[Collected data]

PR #1111, opened 2018-01-11
Luna: Fix startup, add default background image

magmastonealex:
I'm in the midst of adding on screen keyboard support, and making startup easier on real devices. I noticed that something upstream has changed, and the Node.js modules wouldn't link at runtime anymore. This causes lots of issues. Bumped pkgrel on all three to fix.

I've also included a small fix to get a default background image from postmarketos-artwork.

### DIFF
--- a/aports/luna/luna-init/APKBUILD
+++ b/aports/luna/luna-init/APKBUILD
@@ -1,24 +1,16 @@
 pkgname=luna-init
 pkgver=5.0.0_git20171117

**Exercise brief:** Begin at the line containing "--- a/aports/luna/luna-init/APKBUILD" and reproduce every line through the last one in the records above, exactly.

**Response to the exercise:**
--- a/aports/luna/luna-init/APKBUILD
+++ b/aports/luna/luna-init/APKBUILD
@@ -1,24 +1,16 @@
 pkgname=luna-init
 pkgver=5.0.0_git20171117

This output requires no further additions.